The sickening emptiness of Bret Easton Ellis’ ‘Less Than Zero’
Reading a Bret Easton Ellis novel undoubtedly generates a strange quality and atmosphere. The notorious and controversial American author’s writing style often details a series of shocking, immoral, and violent acts in an utterly affectless style, most notably in his 1991 work American Psycho.
However, even as far back as Ellis’ debut, 1985’s Less Than Zero, which was published when the author was just 21 years old, it was clear that Ellis had his literary ambition set on providing readers with a sensory and entertaining experience that would somehow leave them feeling oddly hollow and dissociative once the book had been put back on the bedside table.

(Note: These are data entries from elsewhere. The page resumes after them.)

PR #549, opened 2022-05-05
CLDC-744-joint-tenancy-validation

dushan-madetech:
Adds validation for the joint tenancy field
Screenshot 2022-05-06 at 12 07 36
Screenshot 2022-05-06 at 12 08 26

### DIFF
--- a/app/models/validations/tenancy_validations.rb
+++ b/app/models/validations/tenancy_validations.rb
@@ -35,10 +35,10 @@ module Validations::TenancyValidations
 
   def validate_joint_tenancy(record)
     return unless record.collection_start_year?
-      if record.hhmemb == 1 && record.joint != 2 && record.collection_start_year >= 2022
-        record.errors.add :joint, I18n.t("validations.tenancy.not_joint")
-        record.errors.add :hhmemb, I18n.t("validations.tenancy.not_joint")
-      end
+
+    if record.hhmemb == 1 && record.joint != 2 && record.collection_start_year >= 2022
+      record.errors.add :joint, I18n.t("validations.tenancy.not_joint")
+      record.errors.add :hhmemb, I18n.t("validations.tenancy.not_joint")
     end
   end
 end
--- a/app/models/validations/tenancy_validations.rb
+++ b/app/models/validations/tenancy_validations.rb
@@ -34,7 +34,7 @@ module Validations::TenancyValidations
   end
 
   def validate_joint_tenancy(record)
-    if !record.collection_start_year.blank?
+    return unless record.collection_start_year?
       if record.hhmemb == 1 && record.joint != 2 && record.collection_start_year >= 2022
         record.errors.add :joint, I18n.t("validations.tenancy.not_joint")
         record.errors.add :hhmemb, I18n.t("validations.tenancy.not_joint")
--- a/app/models/validations/tenancy_validations.rb
+++ b/app/models/validations/tenancy_validations.rb
@@ -34,7 +34,7 @@ module Validations::TenancyValidations
   end
 
   def validate_joint_tenancy(record)
-    return unless record.collection_start_year?
+    return unless record.collection_start_year
 
     if record.hhmemb == 1 && record.joint != 2 && record.collection_start_year >= 2022
       record.errors.add :joint, I18n.t("validations.tenancy.not_joint")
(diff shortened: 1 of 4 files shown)


app/models/validations/tenancy_validations.rb
```diff
@@ -32,4 +32,10 @@ def validate_fixed_term_tenancy(record)
   def validate_other_tenancy_type(record)
     validate_other_field(record, 3, :tenancy, :tenancyother)
   end
+
+  def validate_joint_tenancy(record)
+    if record.hhmemb == 1 && record.joint != 2 && record.collection_start_year == 2022
```
baarkerlounger: Should this be `record.collection_start_year >= 2022`?

app/models/validations/tenancy_validations.rb
```diff
@@ -32,4 +32,10 @@ def validate_fixed_term_tenancy(record)
...
+      record.errors.add :joint, I18n.t("validations.tenancy.not_joint")
```
baarkerlounger, line 40: Need to add this to `hhmemb` too since you could trigger it from either page

app/models/validations/tenancy_validations.rb
dushan-madetech: Good catch

dushan-madetech: I hadn't considered future forms

app/models/validations/tenancy_validations.rb
dushan-madetech: Done

app/models/validations/tenancy_validations.rb
dushan-madetech: I had to add a check to make sure the start date wasn't blank otherwise it would error out on >= for a nil value

app/models/validations/tenancy_validations.rb
baarkerlounger: Might need to update the message based on where it's triggered from? @Dan13L3

spec/models/validations/tenancy_validations_spec.rb
```diff
@@ -146,4 +146,26 @@
...
+        tenancy_validator.validate_joint_tenancy(record)
+        expect(record.errors["joint"]).to include(match(expected_error))
+        expect(record.errors["hhmemb"]).to include(match(expected_error))
+      end
+
+      it "does not display an error if the data inputter says the letting is not a joint tenancy" do
+        record.hhmemb = 1
+        record.joint = 2
+        tenancy_validator.validate_joint_tenancy(record)
+        expect(record.errors["joint"]).to be_empty
```
baarkerlounger, line 168: Maybe should expect `(record.errors["hhmemb"]).to be_empty` here as well?

app/models/validations/tenancy_validations.rb
```diff
@@ -32,4 +32,13 @@ def validate_fixed_term_tenancy(record)
   def validate_other_tenancy_type(record)
     validate_other_field(record, 3, :tenancy, :tenancyother)
   end
+
+  def validate_joint_tenancy(record)
+    if !record.collection_start_year.blank?
```
baarkerlounger: `return unless record.collection_start_year`?

app/models/validations/tenancy_validations.rb
Dan13L3: @baarkerlounger @dushan-madetech The error message looks fine to me, as we reference 'household', so should make sense if triggered by either question

baarkerlounger: @Dan13L3 would you not want it reversed so that if it's the household members you're filling out it reads:

"There must be more than 1 person in the household as you told us this is a joint tenancy"

Dan13L3: @baarkerlounger Ahh, I misunderstood - I thought we were saying we could only have a single error for both questions. But yes, agree with your suggestion. Although we'd need to tweak slightly to: "There must be more than one person in the household as you told us this is a joint tenancy"

dushan-madetech: @Dan13L3 @baarkerlounger Updated the message - check the screenshots I've attached to the PR

config/forms/2022_2023.json
```diff
@@ -946,7 +946,7 @@
               "header": "",
               "description": "",
               "questions": {
-                "joint_tenancy": {
```
dushan-madetech, line 949: This was incorrect so I updated it to match the schema

app/models/validations/tenancy_validations.rb
Dan13L3: Thanks @dushan-madetech - looks good to me

baarkerlounger (approved):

Less Than Zero tells of the emotional and moral disparity of the most privileged subsection of the Los Angeles youth in the 1980s. By focusing on the protagonist, Clay, an 18-year-old student returning to his Californian home from his New Hampshire college for the Christmas holidays, plus his disaffected, wealthy LA friends, Ellis taps into the hedonistic tendencies of the decade, the likes of which he had himself experienced as a young man and adolescent.
Even dialled back from the excessive consumerism of Patrick Bateman in American Psycho, Less Than Zero’s prose style is one of complete detachment amid the luxury of privilege. The constant parties and rampant drug use, the days spent lounging by the pool and driving out to Palm Springs for the weekend, leaving both Clay and the novel’s readership feeling overwhelmed by a state of nihilism and ennui, in line with the novel’s title, i.e. to be lower than nothing.
Whether faced with moral and emotional repugnance or the striking pleasures of life like sex, consumerism and intoxicants, Clay seems utterly alienated from his affluent existence. When we read of his partying and lavish lifestyle, we can’t help but feel excited at the moment of sharing in such privilege, only to mirror Clay’s apathy when we close the novel’s pages.
Perhaps it’s the fact that Clay, Blair, Trent, and Julian’s positions in life ought to bring them emotional and intellectual engagement with life, but by squandering it, they are left feeling utterly empty. Less Than Zero feels lacking in any pursuit beyond the detailing of acts, even though it is well written and has precise intent, so we, too, become wrapped up in its glamourous futility.
While much of Ellis’ novel primarily details the day-to-day occurrence of its characters’ lives, which is essentially just hanging out and passing the time, towards its crescendo, when the true horrors of the Los Angeles elite are revealed, we’ve spent such an inordinate amount of time in apathy and moral hollowness, that rape, torture, murder and prostitution barely even scratch the surface of our empathy. It is an incredibly strange position to be found in as a reader with a functioning moral compass.
However, that effect is precisely the thing behind the literary prowess of Ellis’ debut. While it might lack the flowery language with which we associate the literary medium, it’s an intention from Ellis, a signifier of the moral decay of the late 20th century that he lived through and detailed in all its wealthy, luxurious horror. Less Than Zero serves as an examination of the excess of the 1980s, but also the power of the novel to generate the same feeling in its readership as its characters.